What is Convalescent Plasma Therapy?

Passive immunization and artificially acquired passive immunity date back to the 20th century for the treatment of infectious diseases. A short-term immunization against infectious agents can be achieved by infusion of blood plasma containing pathogen-specific antibodies in the patient’s blood. Although bacterial infections can be well treated using antibiotics, passive immunization using this concept of convalescent plasma therapy remains an important tool against viral infections as the bridge between complications and effective clinical drug treatment.

In Convalescent Plasma Therapy, blood plasma is obtained from a recovered patient who has developed a humoral immunity (antibody-based immunity) against a particular pathogenic infection. The transfusion of this blood plasma in patients suffering from that particular infection helps in neutralizing the pathogen by being a potential source of anti-pathogen antibodies and rejuvenating platelets.

Why is Convalescent Plasma Therapy considered for COVID-19 treatment?
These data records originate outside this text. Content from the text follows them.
PR #10624, opened 2022-04-20
[Arista] Fix arista-net initramfs hook

Staphylo:
#### Why I did it

The `arista-net` initramfs hook exits early when a mgmt NIC is missing.
This leads to mgmt interfaces not properly renamed and possibly `eth0` missing.

#### How I did it

Fixed the line in `arista-net` that fails when one NIC is missing.
The error is tied to the syntax which is incompatible with `set -e`

#### How to verify it

Tested on products where one of the management NIC is missing.

Backport will be made manually to 202111 and 202012 as `arista-net`
has changed since.

Fix `arista-net` initramfs hook when a mgmt NIC is missing

### DIFF
--- a/files/initramfs-tools/arista-net
+++ b/files/initramfs-tools/arista-net
@@ -47,7 +47,9 @@ arista_net_rename() {
     local new_name="$2"
     local from_name="$3"
     devname=$(arista_net_devname "$device_path" "$from_name")
-    [ -n "$devname" ] && ip link set "$devname" name "$new_name"
+    if [ -n "$devname" ]; then
+        ip link set "$devname" name "$new_name"
+    fi
 }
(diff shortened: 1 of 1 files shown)


zyboy2000:
rw_dir=${rootmnt}/host/$image_dir/rw
work_dir=${rootmnt}/host/$image_dir/work
mkdir -p "$rw_dir"
mkdir -p "$work_dir"
mount -n -o lowerdir=${rootmnt},upperdir=${rw_dir},workdir=${work_dir} -t overlay root-overlay ${rootmnt}

after sonic-install,  $(rw_dir) has  /etc ,/home  ...............directory  Where did these files come from？（which script ?） Thanks

PR #10689, opened 2022-04-26
[DHCP relay] Enlarge alias size to be equal to the definition of linu…

irene-pan1202:
#### Why I did it
The maximum alias size defined by isc-dhcp is 16, if the alias length exceeds 16, which will cause the Circuit-ID of option82 error.

#### How I did it
Enlarge alias size to be equal to the definition of linux source.

- [ ] 201811
- [ ] 201911
- [ ] 202006
- [ ] 202012
- [ ] 202106
- [ ] 202111


src/isc-dhcp/patch/0013-Enlarge-alias-size-to-be-equal-to-the-def-of-linux.patch
jasper-hou-micas, line 1: It shall be better if the  following log be kept.
log_debug("Failed to retrieve alias for interface name '%s'. Defaulting to interface name.", ifname)

gord1306: Given the planned migration of isc-dhcp-relay to kea, I'm wondering whether this patch is still necessary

The plasma therapy has been used against serious epidemic infections, prior to COVID-19, and has always proven to be effective for sustenance till the approval of specific drug candidates. Going back, in 2009, convalescent plasma was found to show improvement in patients affected by the H1N1 pandemic. In 2014, the World Health Organization recommended the use of convalescent plasma collected from Ebola survivors as empirical treatment. During MERS-CoV in 2015, a similar concept of plasma therapy was practiced. In every situation, convalescent plasma therapy was found to reduce the viral load and mortality without any severe side effects. Therefore, when drugs and vaccines were not living up to the time expectations against COVID-19, researchers went ahead with trying out Convalescent Plasma Therapy. Recent clinical evidence shows that convalescent plasma from COVID-19 survivor patients can be effectively used as a treatment against this new coronavirus disease. Therefore, FDA has currently issued some guidelines to regulate and encourage healthcare providers and researchers to study the efficacy and mechanism of Convalescent Plasma Therapy in COVID-19 patients. Based on these guidelines, randomized clinical trials are already being pursued.

Any Issues with Convalescent Plasma Therapy?

The identification, selection, and recruitment of potential COVID survivors (donors) can be a cumbersome task and is a major difficulty as convalescent survivors must meet donor selection criteria complying with national policies and routines. But due to the extremity of COVID-19 mayhem, WHO has suggested to relax some donor criteria with the intention of speeding up the treatment in optimal safety.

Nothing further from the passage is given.